§ **Directions for this task**
From the records below, copy out each line that has the word "default".

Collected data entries
────────

PR #11404, opened 2020-04-10
Skip TSAsExpression when transforming spread in CallExpression

### LINKED ISSUE #11400: Typescript: object method with type assertion and spread arguments
## Bug Report

**Current Behavior**
When compiling Typescript, asserting an object's method as some type and immediately invoking it with spread arguments results in calling the method with `.apply(void 0, ...`, which results in an undefined value for `this` inside the method (despite being called on the object).

This does not occur if you drop the type assertion, or if you don't use the spread operator. Only if both are used.

**Input Code**
- [REPL link](https://babeljs.io/repl#?browsers=&build=&builtIns=false&spec=false&loose=false&code_lz=BQEw9g5gdARghgJwNYAI4Gc0DsCeBKYKIxCdPIA&debug=false&forceAllTransforms=false&shippedProposals=false&circleciRepo=&evaluate=false&fileSize=false&timeTravel=false&sourceType=module&lineWrap=true&presets=es2015%2Ctypescript&prettier=false&targets=&version=7.9.0&externalPlugins=)

```js
// using es2015-loose for brevity, but also reproducible with es2015

(dog.bark as any)(...args)
// ^ compiles to `dog.bark.apply(void 0, args)` - wrong

(dog.bark as any)(args)
// ^ compiles to `dog.bark(args);` - correct

(dog.bark)(...args)
// ^ compiles to `(_dog = dog).bark.apply(_dog, args);` - correct
```

**Expected behavior/code**
The method should be invoked with the object as the `this` arg.

Reproducible in the REPL with only es2015 and typescript presets.

**Environment**
N/A - see REPL link

oliverdunk:
| Fixed Issues?            | Fixes #11400
| Documentation PR Link    | 
| Any Dependency Changes?  |

In babel-plugin-transform-spread, when transforming spreaded arguments in a CallExpression, we weren't handling the case where the callee was a TSAsExpression. This meant we incorrectly determined the this of our apply call, transforming:

`(dog.bark as any)(...args)`

... into ...

`dog.bark.apply(void 0, args)`

I've fixed that by exploring deeper, into the expression of the TSAsExpression.

<a href="https://gitpod.io/#https://github.com/babel/babel/pull/11404"></a>


oliverdunk:
Not sure if there's a better solution here. It feels like the ideal would be passing the entire path to a "get me this without the TypeScript" function.

nicolo-ribaudo:
Other tests:
```js
class A {
  #x;
  
  fn() {
    (this.#x as any)();
  }
}
```

```js
(a.b as any)?.()
```

And also with Flow type casts (`(a.b: any)(...args)`) and old-style TS casts (`(<any> a.b)(...args)`).

> It feels like the ideal would be passing the entire path to a "get me this without the TypeScript" function.

I agree! Missing the correct this with type casts is a common pitfall and a shared function would be useful. What about a new `@babel/helper-get-call-context` package?

packages/babel-plugin-transform-spread/src/index.js
```diff
@@ -94,7 +94,14 @@ export default declare((api, options) => {
...
         if (!hasSpread(args)) return;
 
-        const calleePath = path.get("callee");
+        let calleePath = path.get("callee");
+
+        if (calleePath.isTSAsExpression()) {
+          do {
+            calleePath = calleePath.get("expression");
+          } while (calleePath.isTSAsExpression());
+        }
```
nicolo-ribaudo, line 103: Using `if` before a `do-while` is exactly like using a `while`:
```suggestion
        while (calleePath.isTSAsExpression()) {
          calleePath = calleePath.get("expression");
        }
```

oliverdunk:
Thanks for the feedback @nicolo-ribaudo! I've created the package, and added a bunch of extra tests - let me know what you think.

I wasn't able to test `(a.b as any)?.()`, because I don't think `babel-plugin-transform-spread` supports optional call expressions. Do you agree? If so, I can open an issue to fix that.

I have two quick tweaks which I will make tomorrow morning:

- My new package should probably support optional call expressions (it nearly does, but I just realised that I made a mistake by asserting I was passed a call expression).
- It looks like the tests are failing. I'll try merging with master, unless you can see that something else is going wrong.

oliverdunk:
> Thanks for the feedback @nicolo-ribaudo! I've created the package, and added a bunch of extra tests - let me know what you think.
> 
> I wasn't able to test `(a.b as any)?.()`, because I don't think `babel-plugin-transform-spread` supports optional call expressions. Do you agree? If so, I can open an issue to fix that.
> 
> I have two quick tweaks which I will make tomorrow morning:
> 
> * My new package should probably support optional call expressions (it nearly does, but I just realised that I made a mistake by asserting I was passed a call expression).
> * It looks like the tests are failing. I'll try merging with master, unless you can see that something else is going wrong.

Made changes as promised.

nicolo-ribaudo:
@oliverdunk The tests I proposed in https://github.com/babel/babel/pull/11404#issuecomment-612395596 where _without_ spread :stuck_out_tongue: 

The caller is also needed by the optional chaining plugin.

packages/babel-plugin-proposal-private-methods/test/fixtures/call-context/ts-as-class-field/output.js
```diff
@@ -0,0 +1,17 @@
...
+class A {
+  constructor() {
+    _x.set(this, {
+      writable: true,
+      value: void 0
+    });
+  }
+
+  fn() {
+    _classPrivateFieldGet(this, _x)();
```
nicolo-ribaudo, line 12: This still call still doesn't have the correct `this`!

oliverdunk: Thanks, admittedly I didn't look close enough and thought it was right! That's a tough one, because we're going in the opposite direction. The transformation is done by `babel-helper-member-expressions-to-functions`, which takes a member, and then checks to see if its parent is a call expression.

I was able to fix it with the following diff: https://hastebin.com/onotaqusiw.diff

It seems like this would be an issue for the entire helper. Maybe the helper should be a type stripper, instead of just something for calls? It would export a function for each direction.

The final tricky bit would be things like this:

`if (parentPath.isAssignmentExpression({ left: node })) {`

We could probably change that to this?

`if (parentPath.isAssignmentExpression({ left: previousParent })) {`

With previousParent set to node initially, and then the last parent each time we go a level up?

oliverdunk:
I'm not sure if I need to do something to get the tests working with a new package?

packages/babel-plugin-proposal-private-methods/test/fixtures/call-context/ts-as-class-field/output.js
oliverdunk: It crossed my mind that if we move the logic to a plugin, we can't keep track of the previous parent. Maybe this logic has to be duplicated in this case.

packages/babel-plugin-proposal-optional-chaining/package.json
```diff
@@ -21,6 +21,7 @@
   "devDependencies": {
     "@babel/core": "^7.9.0",
     "@babel/helper-plugin-test-runner": "^7.8.3",
-    "@babel/plugin-transform-block-scoping": "^7.8.3"
+    "@babel/plugin-transform-block-scoping": "^7.8.3",
+    "@babel/helper-get-call-context": "7.9.6"
```
nicolo-ribaudo, line 25: Use `^`. I don't think that it's what is causing problems, but it's the only difference I see.

packages/babel-helper-get-call-context/package.json
```diff
@@ -0,0 +1,14 @@
...
+  "version": "7.9.6",
+  "description": "Helper function to get call context",
+  "repository": "https://github.com/babel/babel/tree/master/packages/babel-helper-get-call-context",
+  "license": "MIT",
+  "publishConfig": {
+    "access": "public"
+  },
+  "main": "lib/index.js",
+  "dependencies": {
+    "@babel/traverse": "^7.9.6"
```
nicolo-ribaudo, line 12: Can you make this a `devDependency`, since we only use it for the type and we strip types before publishing?

packages/babel-plugin-proposal-optional-chaining/src/index.js
```diff
@@ -35,6 +37,11 @@ export default declare((api, options) => {
           const { node } = optionalPath;
           if (node.optional) {
             optionals.push(node);
+            chains.push(
+              optionalPath.isOptionalCallExpression()
+                ? getCallContext(optionalPath)["node"]
+                : node["object"],
```
nicolo-ribaudo, line 43:
```suggestion
                ? getCallContext(optionalPath).node
                : node.object,
```

packages/babel-plugin-proposal-private-methods/test/fixtures/call-context/ts-as-class-field/output.js
nicolo-ribaudo: Maybe we could keep this for a follow-up PR then

oliverdunk: Sounds good. I have a first draft, so I'll open a WIP MR with that once this is merged.

packages/babel-helper-get-call-context/package.json
oliverdunk: Ah, makes sense.

oliverdunk:
We should probably strip types from optional member expressions, too! 😅 

Does replacing `@babel/helper-get-call-context` with `@babel/helper-skip-types` sound ok?

packages/babel-plugin-proposal-optional-chaining/package.json
oliverdunk: No difference unfortunately. Perhaps https://github.com/babel/babel/pull/11581 could be the fix?

nicolo-ribaudo:
> We should probably strip types from optional member expressions, too! 😅

What do you mean?

Btw, for some other PRs (e.g. https://github.com/babel/babel/pull/11552) it might be useful to add a function to this package that, give the callee, returns the call (the opposite of the one introduced by this PR).

oliverdunk:
> What do you mean?

I'm thinking of this case: `(a?.b as ExampleType)?.c`

packages/babel-plugin-transform-spread/package.json
```diff
@@ -19,6 +19,7 @@
   },
   "devDependencies": {
     "@babel/core": "^7.8.3",
-    "@babel/helper-plugin-test-runner": "^7.8.3"
+    "@babel/helper-plugin-test-runner": "^7.8.3",
+    "@babel/helper-get-call-context": "7.9.6"
```
nicolo-ribaudo, line 23:
```suggestion
    "@babel/helper-get-call-context": "^7.9.6"
```

oliverdunk:
I'm pushed! Hopefully the tests pass.

packages/babel-plugin-proposal-optional-chaining/src/index.js
```diff
@@ -1,4 +1,7 @@
 import { declare } from "@babel/helper-plugin-utils";
+import skipTransparentExprWrappers, {
+  getCallContext,
+} from "@babel/helper-skip-transparent-expr-wrappers";
```
nicolo-ribaudo, line 4: Nit: I would slightly prefer to only use named exports in `@babel/helper-skip-transparent-expr-wrappers`, to have nicer imports.

packages/babel-plugin-proposal-optional-chaining/test/fixtures/transparent-expr-wrappers/ts-as-call-context/output.js
```diff
@@ -0,0 +1,3 @@
+var _a$b, _a;
+
+(_a$b = ((_a = a).b as any)) === null || _a$b === void 0 ? void 0 : _a$b.call(_a);
```
nicolo-ribaudo, line 3: @JLHwung WDYT about keeping the types? It's a nice thing to do, but I'd like to hear your opinion regarding whether or not it's worth the code complexity.

packages/babel-plugin-proposal-optional-chaining/src/index.js
oliverdunk: Sorted!

packages/babel-plugin-proposal-optional-chaining/test/fixtures/transparent-expr-wrappers/ts-as-call-context/output.js
JLHwung: I am good on changes here! Ideally types should only be removed via preset-flow/typescript.

oliverdunk:
@nicolo-ribaudo @JLHwung I've just merged with master, would love your feedback here. I had to change my approach slightly to accommodate https://github.com/babel/babel/pull/11623.

The most notable was that instead of building up a chains array in the initial setup, I now calculate the chain and chainWithTypes using the node, during the loop. This means working with a node instead of a path, but has the benefit of staying up to date, since @JLHwung's new code makes significant changes to the chain during the loop.

oliverdunk:
Oh, I threw in an extra test too! Wanted to make sure we skip over types when determining if we're in a CallExpression that needs the bind.

packages/babel-plugin-proposal-optional-chaining/test/fixtures/transparent-expr-wrappers/ts-parenthesized-expression-member-call/input.ts
```diff
@@ -0,0 +1 @@
+((o?.Foo.m) as ExampleType)()
```
nicolo-ribaudo, line 1: Nit: please add a trailing new line in these fails :pray:

packages/babel-plugin-transform-spread/test/fixtures/call-context/parenthesized-expressions/output.js
```diff
@@ -0,0 +1,3 @@
+var _a;
+
+((_a = a).b.apply)(_a, babelHelpers.toConsumableArray(args));
```
nicolo-ribaudo, line 3: It would be nice if this was transpiled to
```js
((_a = a).b).apply(_a, babelHelpers.toConsumableArray(args));
```

packages/babel-helper-skip-transparent-expr-wrappers/src/index.js
```diff
@@ -0,0 +1,32 @@
...
+      `Expected type "CallExpression" or "OptionalCallExpression" ` +
+        `but instead got "${callPath.type}".`,
+    );
+  }
+
+  const calleePath = callPath.get("callee");
+  return skipTransparentExprWrappers(calleePath);
+}
+
+export function isTransparentExprWrapper(node: Node) {
```
JLHwung, line 16: Can you add a comment to show the idea/concept of `TransparentExprWrapper`? Since it is not in the spec, the context of how this concept is come up will benefit new contributors.

packages/babel-plugin-proposal-optional-chaining/src/index.js
```diff
@@ -62,28 +65,36 @@ export default declare((api, options) => {
 
           const isCall = t.isCallExpression(node);
           const replaceKey = isCall ? "callee" : "object";
-          const chain = node[replaceKey];
+
+          const chainWithTypes = node[replaceKey];
```
JLHwung, line 69: nit: I think the naming `chainWithTypes` does not cover the `ParenthesizedExpression` cases so I prefer `chain` instead. Maybe we can reuse `skipTransparentExprWrappers` here:

```js
const chain = skipTransparentExprWrappers(path.get("replaceKey")).node
```

packages/babel-plugin-proposal-optional-chaining/src/index.js
```diff
@@ -130,12 +141,14 @@ export default declare((api, options) => {
             if (!loose || !isSimpleMemberExpression(object)) {
               // memoize the context object in non-loose mode
               // `(a?.b.c)()` to `(a == null ? undefined : (_a$b = a.b).c.bind(_a$b))()`
-              baseRef = scope.maybeGenerateMemoised(object);
+              baseRef = scope.maybeGenerateMemoised(
+                skipTransparentExprWrappers(object),
```
JLHwung, line 145: `object` is an ASTNode but not NodePath.

packages/babel-plugin-proposal-optional-chaining/test/fixtures/transparent-expr-wrappers/ts-parenthesized-expression-member-call/input.ts
oliverdunk: Of course, done!

packages/babel-plugin-transform-spread/test/fixtures/call-context/parenthesized-expressions/output.js
oliverdunk: That's a lot nicer, I made it happen 🙌

packages/babel-helper-skip-transparent-expr-wrappers/src/index.js
oliverdunk: Good call, done!

packages/babel-plugin-proposal-optional-chaining/src/index.js
oliverdunk: We actually need chain still (it's redeclared below), so can't reuse that name. The idea is that further down, we sometimes care about the types, and other times we want to ignore them. I'd be open to an alternative - `chainWithoutWrappers` perhaps?

packages/babel-plugin-proposal-optional-chaining/src/index.js
oliverdunk: Oh wow, thanks for catching that. I wonder why it works. Is .get() also defined on AST nodes?

Will look at this tomorrow, I think I might need a new function in the helper package.

oliverdunk:
Thanks for the feedback! Found some time to take a look at it.

@nicolo-ribaudo, I've hopefully addressed all of your comments. Would love for you to take another look.

@JLHwung, I need to fix the helper call where I wrongly pass an ASTNode. I'll ping you when that's done. In the meantime, I did leave a response to another bit of feedback you left.

Also changed the base branch to `main`, good call on the switch!

packages/babel-plugin-proposal-optional-chaining/src/index.js
oliverdunk: Sorted :)

packages/babel-helper-skip-transparent-expr-wrappers/README.md
```diff
@@ -0,0 +1,17 @@
+# @babel/helper-skip-transparent-expr-wrappers
```
existentialism, line 1: Nit: I think we should expand expr -> expression, @babel/helper-skip-transparent-expression-wrappers

oliverdunk:
Thanks for the reviews @existentialism and @kaicataldo! I went ahead and pushed the rename.

oliverdunk:
The changelog comes from the PR title, right? If so, we might want something broader:

> Introduce @babel/helper-skip-transparent-expression-wrappers package, to skip irrelevant types and parentheses in plugins

packages/babel-helper-skip-transparent-expression-wrappers/src/index.js
```diff
@@ -0,0 +1,37 @@
+import * as t from "@babel/types";
+import type { NodePath } from "@babel/traverse";
+
+export function getCallContext(callPath: NodePath): NodePath {
```
JLHwung, line 4: I think `getCallContext` is a consumer of `helper-skip-transparent-expression-wrappers` and it should not be in this package.

Do we have a test case on `Expected type "CallExpression" or "OptionalCallExpression" `? I think we can go with `skipTransparentExprWrappers(path.get("callee"))` and not worry about `path.type`, they should be validated by transformers or implied by how the `path` is filtered. i.e. `"CallExpression|OptionalCallExpression"(path)`.

oliverdunk: I'm alright with that. I think it made more sense when the scope of the package was smaller.

oliverdunk:
@JLHwung All sorted 😄

packages/babel-plugin-transform-spread/test/fixtures/call-context/flow-type-cast/options.json
```diff
@@ -0,0 +1,7 @@
+{
+  "presets": [
```
JLHwung, line 2: Can you use syntax plugin only? So we can test the types are indeed preserved.
```
{
  "plugins": ["syntax-flow"]
}
```

oliverdunk: Good call! I tweaked that, and also did the same for the two other tests.

packages/babel-plugin-transform-spread/test/fixtures/call-context/flow-type-cast/options.json
```diff
@@ -1,7 +1,10 @@
 {
-  "presets": [
+  "plugins": [
     [
-      "flow"
+      "transform-spread"
```
JLHwung, line 4: Can you add plugin `external-helpers` here? So we don't have to update this test fixture when the helper code is changed.

oliverdunk: @JLHwung This doesn't seem to work for me. I get an output that doesn't have the spread transformation. Any ideas?

JLHwung: Oh my bad. The `plugins` is overwritten completely.

```json
{
  "plugins": ["external-helpers", "transform-spread", "syntax-flow"]
}
```
should works.

oliverdunk: Resolved by https://github.com/babel/babel/pull/11404/commits/e6c3a4c5f0d381f2eeca881749efcd9eb56774db. Thanks for the tip!

oliverdunk:
@JLHwung Removed the inline helper functions! This should be good for another look.

I'm happy to keep tweaking this, but at the same time, I won't be offended if you want to jump in with a few commits. If you still have some tidy up in mind it might be quicker :)

oliverdunk:
@JLHwung Thanks for the merge!

JLHwung:
@oliverdunk Thank you for all the efforts!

────────

§ **Solution**
@@ -94,7 +94,14 @@ export default declare((api, options) => {
@@ -35,6 +37,11 @@ export default declare((api, options) => {
@@ -62,28 +65,36 @@ export default declare((api, options) => {
@@ -130,12 +141,14 @@ export default declare((api, options) => {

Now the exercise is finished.